08.01.2018
Geen klachtenregeling? Waarschuwing door het Tuchtcollege
Op 1 januari 2016 is de Wet kwaliteit, klachten en geschillen zorg (Wkkgz) in werking getreden. Op grond van die wet moeten zorgaanbieders per 1 januari 2017 voldoen aan alle eisen van die wet, inclusief de in artikel 13 neergelegde verplichting schriftelijk een regeling te treffen voor een effectieve en laagdrempelige afhandeling van klachten.
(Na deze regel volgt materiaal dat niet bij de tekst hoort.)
PR #743, opened 2024-08-16
Wait at end of ehal 0.2 blocking SPI writes

ianrrees:
# Summary
Discovered while tracking down an issue with the PyGamer display identified [here](https://github.com/atsamd-rs/atsamd/pull/455) - basically for non-duplex SPIs, the embedded-hal 0.2 blocking writes were returning as soon as the last word was written to the SERCOM, not waiting until it had been shifted out.  This resulted in the command/data line for the LCD controller being toggled out of sync with the SPI data stream.

I've tested this only with the PyGamer example.

# Checklist

### DIFF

In de zaak, die leidde tot de uitspraak van het Regionaal Tuchtcollege voor de Gezondheidszorg te Amsterdam van 15 december 2017, heeft patiënt erover geklaagd dat de GZ-psycholoog, die door hem was benaderd om een contra-expertise tegen een Pro Justitia-rapportage uit te brengen, niet beschikt over een dergelijke klachtenregeling.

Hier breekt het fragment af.